Despite the therapeutic effects of resveratrol, its pharmacokinetic properties are not favorable since this compound has poor
bioavailability being rapidly and extensively metabolized and excreted. To overcome this problem, drug delivery systems have been
developed to protect and stabilize resveratrol and to enhance its bioavailability. Herein is presented an up-to-date revision covering the
literature reported for nano and microformulations for resveratrol encapsulation that include liposomes, polymeric nanoparticles, solid
lipid nanoparticles, lipospheres, cyclodextrins, polymeric microspheres, yeast cells carriers and calcium or zinc pectinate beads.

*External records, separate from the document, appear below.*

PR #174, opened 2017-01-30
Add train logs for asreader_who_did_what experiment

nelson-liu:


matt-gardner:
Hmm, I would probably put this in a condensed form somehow on a new page under `doc/`, instead of committing the actual log file.  I might put it here: http://deep-qa.readthedocs.io/en/latest/models/about_models.html, though I'm not sure yet.

nelson-liu:
yeah, i'm not too sure where or how to present it as well --- we can leave this open until we think of a good solution.

matt-gardner:
I'd probably add a section under `About Models`  listing all of the models we can reproduce, including references to papers, links to the experiment json file / scala code to run the experiment, the result we got, and the running time (including on what machine).  My only question is whether to have this in the `About Models` page, or somewhere else (e.g., one section like this under each type of model).

nelson-liu:
still unsure where this should go...

nelson-liu:
i cant think of a centralized place to put these things, so i'm going to close this for now; the files will remain on my branch / these results are documented so I don't think we're losing much.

Regarding the interaction of resveratrol with cell membranes, only few studies have been published so far. However, it is believed that
this interaction can be implied in the biological activities of resveratrol since transmembranar proteins are one of its cellular targets.
Indeed, resveratrol presents the capacity to modulate the membrane organization which may consequently affect the protein functionality.
Therefore, the intracellular effects of resveratrol and the effects of this compound at the membrane level were also revised since their
knowledge is essential for understanding the pharmacological and therapeutic activities of this bioactive compound.